You then look through the log. Are there thousands of read() calls to a file? Maybe the app is repeatedly reading a small config file instead of caching it. Do you see long pauses on a poll() call? The application might be waiting for a network response. I’ve used this to diagnose a problem where an application was hanging for exactly 30 seconds. The strace output showed it was making a DNS lookup that was timing out. The JVM itself was stuck, not our code, waiting for a network configuration issue to resolve.
The most powerful technique of all is correlation. A problem happens. You have application logs that say “Request ABC123 failed.” You have a thread dump from that moment. You have a GC log entry from that same second. But are they related? If you can link them together, you have the full story.
The key is to propagate a common identifier through your system. In your application, at the very beginning of a request, generate a unique ID and put it in a managed context. In a web app, you can use a filter.
import org.slf4j.MDC; // Using SLF4J's Mapped Diagnostic Context
public void handleRequest(Request req, Response res) {
String requestId = generateId();
MDC.put("requestId", requestId); // This attaches the ID to all subsequent log statements
logger.info("Starting processing for {}", req.getPath());
try {
// ... process the request ...
} finally {
MDC.clear(); // Clean up at the end of the request
}
}
Now every log message for that request includes the ID. Some advanced profiling and monitoring tools can even tag their data (like a single slow method trace from async-profiler) with this same identifier. When you see an error for request ABC123, you can search all your logs, metrics, and thread dumps for that ID and reconstruct exactly what the JVM and your code were doing during that specific request’s lifetime. It turns disparate data points into a coherent narrative.

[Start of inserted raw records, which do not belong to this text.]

PR #216, opened 2018-08-29
Update htrun fastmodel connector to match with newer fm_agent 

jamesbeyond:
**add delicate `reset()` function for fast models**
the `reset()` and `run()` were considered to be the same, but in some cases they are different

**change the create to setup function to match fm_agent 1.1**
fm_agent been updated to version 1.1, slight chnages about how to `create()` or `setup()` a model. This PR just to match with the new changes. Also fm_agent module are backwards compatible


jamesbeyond:
Hey guys, any progress on this? @bridadan @theotherjimmy 
I really hope this could go live along with 5.10 release

PR #218, opened 2018-09-28
Rename most modules to reduce redundancy in import paths

### LINKED ISSUE #173: All of the sub-modules start with `host_tests`
This is very very redundant. I'm not sure if anyone even imports them.

theotherjimmy:
Resolves #173


studavekar:
@theotherjimmy thanks for bringing these changes. quick try of htrun as an independent entity works well(locally and with --grm), however integration with greentea looks  broken 

```
[mbed] Exec "mbedgt --test-spec ./BUILD/tests/K64F/GCC_ARM/test_spec.json -n tests-mbed_drivers-lp_ticker -V" in "/home/arm/repos/mbed-os"
Traceback (most recent call last):
  File "/home/arm/repos/envhtrun/bin/mbedgt", line 11, in <module>
    load_entry_point('mbed-greentea', 'console_scripts', 'mbedgt')()
  File "/home/arm/repos/greentea/mbed_greentea/mbed_greentea_cli.py", line 212, in main
    copy_methods_str = "Plugin support: " + ', '.join(mbed_host_tests.host_tests_plugins.get_plugin_caps('CopyMethod'))
AttributeError: 'module' object has no attribute 'host_tests_plugins'
[mbed] ERROR: "mbedgt" returned error.

```

theotherjimmy:
Yeah, greentea needs to be updated in tandem. The API containing "host_test[s]" after literally every "." is annoying.

theotherjimmy:
Also, this got the thinking that The `copy_` and `reset_` plugins are not loaded by filesystem, so they could be in the same file. That could make the code base 1 step easier to navigate, as all "jlink" stuff is in one file.

theotherjimmy:
OTOH, I could make aliases at the root for the old imports...

theotherjimmy:
I'm going to make aliases.

theotherjimmy:
@bridadan Aliases added.

theotherjimmy:
I did not move "host_tests_toolbox" because I still don't know what that's supposed to be.

theotherjimmy:
It seems neither "host_tests" or "toolbox" related.

theotherjimmy:
Ugh. This is why you don't put code into `__init__.py`

theotherjimmy:
@bridadan What does the `host_tests_toolbox` module do in 1-2 words?

bridadan:
> What does the host_tests_toolbox module do in 1-2 words?

😮 
"Flash/Reset" - 2 words!

I don't actually know, I can't find anything that uses it (except Mbed CLI). Looks like it was added as part of this big refactor PR: https://github.com/ARMmbed/htrun/pull/65 But also looks like it was never used.

theotherjimmy:
Actually, `mbed_host_test.flash_reset` is a better name: at least I know what's going on.

Would it make more sense.

bridadan:
Yeah probably, though I don't think we should rename it quite yet, just because we don't know if other things are depending on it. We could revisit it in another PR?

theotherjimmy:
We certainly can revisit it.

bridadan:
Tracked here: https://github.com/ARMmbed/htrun/issues/220

theotherjimmy:
Thanks for opening the tracking issue.

theotherjimmy:
Leaving this for another day.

These techniques are not just for emergencies. Using them periodically on healthy systems builds your intuition. You learn what “normal” looks like for your application—the rhythm of its GC, the baseline thread count, the shape of its flame graph. Then, when something changes, you can spot the aberration immediately. It transforms you from someone who fights fires into someone who maintains a steady, predictable flame.